PR #3012, opened 2023-04-20
types: update tracee to use latest types

rafaeldtinoco:
This is needed after Tracee types JSON unmarshalling fixes.


rafaeldtinoco:
Alright, this fixes E2E test and it is chore, merging.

### Work instructions
Select every line of the material above holding the word "fixes" and copy it.

### Written answer
This is needed after Tracee types JSON unmarshalling fixes.
Alright, this fixes E2E test and it is chore, merging.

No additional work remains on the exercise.